Há três semanas, Calvin French-Owen, um dos engenheiros por trás de um dos produtos mais promissores da OpenAI, despediu-se. Agora, quebrou o silêncio e, numa fascinante reflexão no seu blog pessoal, descreveu como foi trabalhar durante um ano no epicentro da revolução da inteligência artificial, incluindo o sprint alucinante para construir o Codex, o agente de programação da OpenAI que concorre com ferramentas como o Cursor e o Claude Code da Anthropic.
French-Owen faz questão de sublinhar que a sua saída não se deveu a qualquer “drama” interno, mas sim ao desejo de regressar às suas raízes como fundador de startups. Antes da sua passagem pela OpenAI, foi cofundador da Segment, uma plataforma de dados de clientes que foi adquirida pela Twilio em 2020 por 3,2 mil milhões de dólares.
As suas observações confirmam alguns estereótipos sobre a cultura da OpenAI, mas também desfazem vários mitos sobre a empresa que domina o setor da IA.
Crescimento explosivo e o caos organizado
O crescimento da OpenAI tem sido vertiginoso. French-Owen relata que, no ano em que lá esteve, a empresa saltou de 1.000 para 3.000 funcionários. Este crescimento acelerado tem um preço. “Tudo se parte quando se escala tão rapidamente: a comunicação interna, as estruturas hierárquicas, o processo de desenvolvimento de produtos, a gestão de equipas, os processos de contratação, etc.”, escreveu.
Apesar da escala, a empresa mantém uma cultura de startup, onde os funcionários têm autonomia para agir rapidamente sobre as suas ideias sem grande burocracia. Contudo, isto leva a uma duplicação de esforços, com várias equipas a criar soluções para os mesmos problemas. “Devo ter visto meia dúzia de bibliotecas para coisas como gestão de filas ou ciclos de agentes”, exemplificou.
A diversidade de talento também contribui para o caos. A empresa junta engenheiros experientes da Google, habituados a escrever código para milhares de milhões de utilizadores, com recém-doutorados sem a mesma experiência de programação. Isto, combinado com a flexibilidade da linguagem Python, transformou o repositório central de código, o “monólito de backend”, numa “espécie de aterro”, descreve. As falhas são frequentes, mas a gestão de topo está ciente dos problemas e a trabalhar em melhorias.
O espírito de startup que recusa morrer
Aparentemente, a OpenAI ainda não se apercebeu da sua dimensão, operando quase inteiramente através do Slack, ao estilo “move-fast-and-break-things” que caracterizou os primeiros anos da Meta (Facebook). A empresa está, de resto, repleta de ex-funcionários da gigante das redes sociais.
French-Owen descreve como a sua equipa, composta por cerca de oito engenheiros, quatro investigadores, dois designers, dois profissionais de marketing e um gestor de produto, conseguiu construir e lançar o Codex em apenas sete semanas, um período de trabalho intenso e quase sem dormir.
O lançamento, segundo ele, foi mágico. Apenas por ativarem a funcionalidade, os utilizadores apareceram. “Nunca vi um produto ter uma adesão tão imediata apenas por aparecer numa barra lateral, mas esse é o poder do ChatGPT”, afirmou.
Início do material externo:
PR #273, opened 2023-04-03
ABDK Audit: Pay portion issues

hensha256:
Issue 6

Issue 6:
- Logic in `payPortion` is "suspicious" and undocumented

### DIFF
--- a/contracts/modules/Payments.sol
+++ b/contracts/modules/Payments.sol
@@ -57,18 +57,14 @@ abstract contract Payments is RouterImmutables {
     /// @param recipient The address that will receive payment
     /// @param bips Portion in bips of whole balance of the contract
     function payPortion(address token, address recipient, uint256 bips) internal {
-        if (bips == 0 || bips > 10_000) revert InvalidBips();
+        if (bips == 0 || bips > FEE_BIPS_BASE) revert InvalidBips();
         if (token == Constants.ETH) {
             uint256 balance = address(this).balance;
-            // store intermediate value to protect against phantom overflow
-            uint256 numerator = balance * bips;
-            uint256 amount = numerator / FEE_BIPS_BASE;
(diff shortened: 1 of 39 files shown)


contracts/modules/Payments.sol
```diff
@@ -60,17 +60,16 @@ abstract contract Payments is RouterImmutables {
         if (bips == 0 || bips > 10_000) revert InvalidBips();
         if (token == Constants.ETH) {
             uint256 balance = address(this).balance;
-            uint256 amount = (balance * bips) / FEE_BIPS_BASE;
-            uint256 fixedAmount = (amount * PAYMENT_AMOUNT_BIPS) / FEE_BIPS_BASE;
```
azflin, line 64: Why are you removing `fixedAmount`? What did this used to do

contracts/modules/Payments.sol
```diff
@@ -60,17 +60,16 @@ abstract contract Payments is RouterImmutables {
...
-            PAYMENT_RECIPIENT.safeTransferETH(fixedAmount);
-            recipient.safeTransferETH(amount - fixedAmount);
+            // store intermediate value to protect against phantom overflow
+            uint256 numerator = balance * bips;
```
azflin, line 64: How does storing intermediate value protect against phantom overflow?
In both below cases, revert occurs when `balance * bips` > max uint256.
```
uint256 amount = (balance * bips) / FEE_BIPS_BASE;


uint256 numerator = balance * bips;
uint256 amount = numerator / FEE_BIPS_BASE;
```

contracts/modules/Payments.sol
hensha256: it used to send a % of the fee taken to another address, but thats being removed

marktoda (approved):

Viver numa “gaiola de ouro” secreta e… influenciada pelo Twitter?
O ChatGPT é um produto extremamente escrutinado, o que levou a OpenAI a adotar uma cultura de secretismo para tentar controlar as fugas de informação. Ao mesmo tempo, a empresa está muito atenta ao que se passa no X (anteriormente Twitter). Se uma publicação se torna viral, é muito provável que a OpenAI a veja e reaja. “Um amigo meu brincou, ‘esta empresa funciona com as vibes do Twitter’”, escreveu French-Owen.
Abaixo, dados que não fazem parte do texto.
PR #291, opened 2023-05-07
Gas savings

### LINKED ISSUE #290: The upper 12 bytes of `CREATE2` pool address computed are not cleaned
In `UniswapV2Library.pairForPreSorted` and `V3SwapRouter.computePoolAddress`, the pool address is computed in pure Solidity and casted via `address(uint160(uint256()))`. However the upper 12 bytes are not explicitly cleaned and the address is later used in [`solmate::SafeTransferLib.safeTransfer`](https://github.com/transmissions11/solmate/blob/2001af43aedb46fdc2335d2a7714fb2dae7cfcd1/src/utils/SafeTransferLib.sol#L79) which is written in inline assembly, where the full 32 bytes of `to` are copied to memory and directly forwarded to the ERC20 contract being called. One shouldn't assume the upper bits are cleaned when casting a `keccak256` hash to `address`.

When compiled with `via_ir` enabled, all tests pass. However, after making changes that resolve "stack too deep" errors and compiling without the IR pipeline, some Foundry tests failed in an `ERC20.transfer`. Changing `safeTransfer` back to the organic `transfer` solves the problem.

It was discovered that the dirty upper bits of a pool address are the culprit, but somehow the IR pipeline may clean the address after `keccak256`. Nonetheless, the upper 12 bytes of an address computed via `keccak256` should be cleaned explicitly.

shuhuiluo:
### Refactor `_v2Swap` to resolve stack too deep error

Previously `UniversalRouter` can only be compiled via the IR pipeline due to the "stack too deep" error which takes a long time especially in Foundry. After refactoring `_v2Swap` and modifying [`SignatureTransfer.permitWitnessTransferFrom`](https://github.com/Uniswap/permit2/blob/a5c928d037ff41b6940bf5e51ccf00e50d621bec/src/SignatureTransfer.sol#L40-L42) to
```Solidity
bytes32 hash = permit.hashWithWitness(witness, witnessTypeString);
_permitTransferFrom(permit, transferDetails, owner, hash, signature);
```
it not only saves gas but the project can also be compiled with `via_ir = false` which allows for faster compilation and testing

### Compute v2 and v3 pool address using inline assembly and explicitly clean the upper bits

Previously the pool address was computed in pure Solidity and casted via `address(uint160(uint256()))`. However the upper 12 bytes are not explicitly cleaned and the address is later used in [`solmate::SafeTransferLib.safeTransfer`](https://github.com/transmissions11/solmate/blob/2001af43aedb46fdc2335d2a7714fb2dae7cfcd1/src/utils/SafeTransferLib.sol#L79) which is written in inline assembly. When compiled with `via_ir` enabled, all tests pass. However, after making the aforementioned changes, some Foundry tests failed in a `ERC20.transfer` with `via_ir` disabled. It was discovered that the dirty upper bits of pool address are the culprit, but somehow the IR pipeline may clean the address after `keccak256`. Nonetheless, `pairForPreSorted` and `computePoolAddress` are rewritten in inline assembly to save gas and clean the upper bits. Closes #290.

### Add Uniswap v3 Foundry tests for more granular gas comparison

There weren't Uniswap v3 tests in Foundry. In order to validate gas optimizations to be made, test contracts `UniswapV3Test` and `V3MockMock` have been added. `forge snapshot --diff` is run after each modification to validate the gas savings.

### Replace conditional statements with bitwise operations

The current Solidity optimizer isn't smart enough to [reduce ternary expressions](https://github.com/ethereum/solidity/issues/12930) to fewer opcodes and likely translate them to [`JUMPI`](https://www.evm.codes/#57). Therefore `TernaryLib` utils written in inline assembly have been added to replace ternary expressions as much as possible. `sortTokens` is also refactored to `TernaryLib` but inlined where appropriate.

In general for `x = y ? a : b`, when `y = true`
```Solidity
x = a = 0 ^ a = b ^ b ^ a = b ^ (b ^ a) * y
```
When `y = false`
```Solidity
x = b = b ^ 0 = b ^ (b ^ a) * y
```
Therefore `x = y ? a : b` is equivalent to `x = b ^ (b ^ a) * y` according to the properties of [`xor`](https://en.wikipedia.org/wiki/Exclusive_or).


contracts/modules/uniswap/v2/TernaryLib.sol
```diff
@@ -0,0 +1,42 @@
...
+    /// @notice Equivalent to the ternary operator: `condition ? a : b`
+    function ternary(bool condition, uint256 a, uint256 b) internal pure returns (uint256 res) {
+        assembly {
+            res := xor(b, mul(xor(a, b), condition))
+        }
+    }
+
+    /// @notice Sorts two uint256 in ascending order
+    /// @dev Equivalent to: `a < b ? (a, b) : (b, a)`
+    function sort2(uint256 a, uint256 b) internal pure returns (uint256, uint256) {
```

O maior mito sobre a OpenAI: a segurança
French-Owen sugere que a maior ideia errada sobre a OpenAI é que a empresa não se preocupa tanto com a segurança como deveria. Embora muitos especialistas em segurança de IA, incluindo ex-funcionários, tenham criticado os seus processos, a realidade interna é diferente.
Enquanto alguns “profetas da desgraça” se preocupam com riscos teóricos para a humanidade, o foco interno está em problemas de segurança práticos e imediatos, como “discurso de ódio, abuso, manipulação de vieses políticos, criação de bio-armas, auto-mutilação e ‘prompt injection’”.
Isto não significa que os impactos a longo prazo sejam ignorados. Existem investigadores dedicados a analisá-los, e a empresa está ciente de que centenas de milhões de pessoas usam os seus modelos para tudo, desde aconselhamento médico a terapia. Com governos e concorrentes a observar cada passo, “a fasquia parece estar muito alta”.